20 | 02 | 2020

Es kommt vor, daß man ihm auch mal Recht geben muß, dem französischen Gottkönig. Emmanuel Macron hat den Austritt des Rivalen Britannien aus der EU zum Anlaß genommen, um sich per TV-Ansprache an seine Untertanen zu wenden. Er nannte den Brexit ein »historisches Alarmzeichen« und zudem, ganz staatsmännisch, einen »traurigen Tag«. Das reichte aber schon als Zeichen der Andacht, denn danach ging Macron gleich zur Tagesordnung über. Er forderte weitere »Reformen« für die EU, denn es sei bisher nicht gelungen, »Europa« ausreichend zu verändern.

Macron hatte sich im Laufe der zahllosen Debatten um den Brexit bereits mehrmals damit hervorgetan, umfangreiche »Reformen« für die EU ins Spiel zu bringen. Die unterscheiden sich in ihrer Zielstellung nicht wesentlich von seinem »Rentenreform«-Projekt im eigenen Land, das unter dem Strich Verschlechterungen für die Lohnabhängigen zum Ziel hat, gleichzeitig aber bedeutende Verbesserungen für die Besitzenden. Und um nichts anderes geht es bei allen bisher bekannten »Ideen« für eine »Reform« der Europäischen Union.

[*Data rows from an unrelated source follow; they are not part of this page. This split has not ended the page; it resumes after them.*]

PR #19076, opened 2017-02-08
Core/Scripts: implement boss Apothecary Hummel ("Love is in the Air" event boss)

sirikfoll:
…nt boss)

**Changes proposed:**

-  Implement the fight and add the related objects

**Target branch(es):** 3.3.5/master
- [x] 3.3.5

**Issues addressed:** Closes #5114

**Tests performed:** Built

**Known issues and TODO list:** (add/remove lines as needed)

- [x] Gossip menu option don't appear, find out the correct text too (help needed)
- [x] Clean-up
- [x] Research Crazed Apothecary spawns (dropped, it was only existing in 3.3.5 and there's no sniffs of it to find out correct spawn locations)
- [x] Spells Perfume and Cologne Spill doesn't do damage (help needed)
The spells are 68798 and 68614
```
Effect 0: Id 27 (SPELL_EFFECT_PERSISTENT_AREA_AURA)
BasePoints = 250
Targets (18, 8) (TARGET_DEST_CASTER, TARGET_UNIT_DEST_AREA_ENTRY)
Aura Id 226 (SPELL_AURA_PERIODIC_DUMMY), value = 250, misc = 0 (0), miscB = 0, periodic = 1000
Radius (Id 15) 3,00
```
They have to do damage to players in range, the damage spells are 68927 and 68934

Konkretes ist dabei nicht zu erwarten. Bei allen EU-Granden ist immer wieder die Rede davon, daß der imperialistische Staatenbund »effizienter« und »attraktiver« werden soll. Niemand hat bisher irgendeine Idee, wie man das dem steuerzahlenden Volk schmackhaft machen könnte. Tatsache ist, daß die EU-Begeisterung seit Jahren nicht zugenommen hat. Immer noch spukt das Schreckgespenst der Volksabstimmungen zur sogenannten EU-Verfassung im Jahre 2005 durch die Amtsräume in Brüssel und Straßburg, als in Frankreich und in den Niederlanden eine deutliche Mehrheit des Wahlvolkes einfach mit »Nein« gestimmt hat und selbst in Luxemburg die Sache beinahe schief gegangen wäre.

Das britische Referendum war ein sehr harter Schlag für die Oberen in Brüssel und den angeschlossenen Hauptstädten. Weder Drohungen noch Bitten haben dazu geführt, die mehrheitliche Ablehnung der EU in Britannien umzudrehen, zumal ein beträchtlicher Teil der britischen Großbourgeoisie sich auch nicht länger den Diktaten aus Brüssel (und Berlin) beugen wollte. Alle Versuche der EU-Kommission, dem Brexit immer neue Hindernisse in den Weg zu legen, schlugen fehl. Dementsprechend die Katerstimmung bei den Bestimmern in der EU.

Was nun folgt, ist die nackte Angst vor den Konsequenzen. Hier hat es CSU-Mann Weber auf den Punkt gebracht. Der gescheiterte Spitzenkandidat der Europäischen Volkspartei (EVP), sieht mit dem britischen Austritt die gesamte EU in Gefahr. »Wenn der Brexit gefühlt ein Erfolg wird, dann ist er der Anfang vom Ende der EU«, sagte er. Bei den nun anstehenden Verhandlungen gehe es also nicht nur um die künftigen Beziehungen zwischen der EU und Britannien, sondern auch um das künftige Schicksal der EU. Auch die betretenen Gesichter der drei EU-Präsidenten am Freitag haben deutlich gemacht, daß man große Angst davor hat, daß das britische Beispiel Schule machen könnte. Deshalb wird man bei den Verhandlungen eine besonders harte Linie fahren, um, wie Herr Juncker sagte, »die Instrumente zu zeigen«.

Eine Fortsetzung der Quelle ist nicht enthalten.